PR #36, opened 2016-02-04
Users/ersciple/m96loggingcmdsandtests

ericsciple:


powershell/Tests/L0/_suite.ts
```diff
@@ -0,0 +1,33 @@
...
+    before((done) => {
+        // init here
+        done();
+    });
+
+    after(function () {
+    });
+
+    if (ps) {
+        fs.readdirSync(__dirname).forEach(function (file: string) {
```
ericsciple: Here I'm just doing foreach ps1 file in the directory, run the script via psm.runPS( [...] ). This is just a convenience so we don't miss any files.

powershell/Tests/lib/TestHelpersModule/PrivateFunctions.ps1
```diff
@@ -1,9 +1,8 @@
 function Test-AreEqual {
```
ericsciple: The TestHelpersModule/** got an update from the copy under vso-agent-tasks.

powershell/Tests/lib/psRunner.ts
```diff
@@ -0,0 +1,79 @@
...
+            cmdLine,
+            {
+                cwd: wd,
+                // keep current env clean
+                env: process.env
+            },
+            (err, stdout, stderr) => {
+                if (stdout) {
+                    debug(stdout);
+                    if (stdout.search(/task\.complete.+result=failed/i) > 0)
```
ericsciple: This line is different from the runner under vso-agent-tasks. The reason is that the tests here are run through the module (Invoke-VstsTaskScript) so errors end up as task.complete result=failed over stdout.

The runner in the vso-agent-tasks repo considers the test failed if the exit code is non-zero.

powershell/VstsTaskSdk/LoggingCommandFunctions.ps1
```diff
@@ -39,6 +39,23 @@ See https://github.com/Microsoft/vso-agent-tasks/blob/master/docs/authoring/comm
 .PARAMETER AsOutput
 Indicates whether to write the logging command directly to the host or to the output pipeline.
 #>
+function Write-AddBuildTag {
```
ericsciple: This is to support the logging commands changes Ting added to the agent.

powershell/definitions/Q.d.ts
```diff
@@ -0,0 +1,386 @@
+// Type definitions for Q
```
ericsciple: I just copied these definitions from the vso-agent-tasks repo. It seemed to be required to make "gulp test" and the psm.RunPS() work. I don't really know what I'm doing here, so just wanted to double-check this is correct thing to do.

powershell/gulpfile.js
```diff
@@ -2,12 +2,21 @@ var fs = require('fs');
 var path = require('path');
```
ericsciple: Gulpfile changes. I'm pretty sure I did this correctly, but wanted to make sure these new dependencies are OK.

powershell/package.json
```diff
@@ -24,7 +24,14 @@
   "devDependencies": {
     "del": "^2.2.0",
     "gulp": "^3.9.0",
+    "gulp-mocha": "^2.1.3",
```
ericsciple: Again, wanted to make sure these dependencies are OK.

* PROBLEM DESCRIPTION: Reproduce the lines above. Leave each one as it is.

* ANSWER SECTION:
PR #36, opened 2016-02-04
Users/ersciple/m96loggingcmdsandtests

ericsciple:


powershell/Tests/L0/_suite.ts
```diff
@@ -0,0 +1,33 @@
...
+    before((done) => {
+        // init here
+        done();
+    });
+
+    after(function () {
+    });
+
+    if (ps) {
+        fs.readdirSync(__dirname).forEach(function (file: string) {
```
ericsciple: Here I'm just doing foreach ps1 file in the directory, run the script via psm.runPS( [...] ). This is just a convenience so we don't miss any files.

powershell/Tests/lib/TestHelpersModule/PrivateFunctions.ps1
```diff
@@ -1,9 +1,8 @@
 function Test-AreEqual {
```
ericsciple: The TestHelpersModule/** got an update from the copy under vso-agent-tasks.

powershell/Tests/lib/psRunner.ts
```diff
@@ -0,0 +1,79 @@
...
+            cmdLine,
+            {
+                cwd: wd,
+                // keep current env clean
+                env: process.env
+            },
+            (err, stdout, stderr) => {
+                if (stdout) {
+                    debug(stdout);
+                    if (stdout.search(/task\.complete.+result=failed/i) > 0)
```
ericsciple: This line is different from the runner under vso-agent-tasks. The reason is that the tests here are run through the module (Invoke-VstsTaskScript) so errors end up as task.complete result=failed over stdout.

The runner in the vso-agent-tasks repo considers the test failed if the exit code is non-zero.

powershell/VstsTaskSdk/LoggingCommandFunctions.ps1
```diff
@@ -39,6 +39,23 @@ See https://github.com/Microsoft/vso-agent-tasks/blob/master/docs/authoring/comm
 .PARAMETER AsOutput
 Indicates whether to write the logging command directly to the host or to the output pipeline.
 #>
+function Write-AddBuildTag {
```
ericsciple: This is to support the logging commands changes Ting added to the agent.

powershell/definitions/Q.d.ts
```diff
@@ -0,0 +1,386 @@
+// Type definitions for Q
```
ericsciple: I just copied these definitions from the vso-agent-tasks repo. It seemed to be required to make "gulp test" and the psm.RunPS() work. I don't really know what I'm doing here, so just wanted to double-check this is correct thing to do.

powershell/gulpfile.js
```diff
@@ -2,12 +2,21 @@ var fs = require('fs');
 var path = require('path');
```
ericsciple: Gulpfile changes. I'm pretty sure I did this correctly, but wanted to make sure these new dependencies are OK.

powershell/package.json
```diff
@@ -24,7 +24,14 @@
   "devDependencies": {
     "del": "^2.2.0",
     "gulp": "^3.9.0",
+    "gulp-mocha": "^2.1.3",
```
ericsciple: Again, wanted to make sure these dependencies are OK.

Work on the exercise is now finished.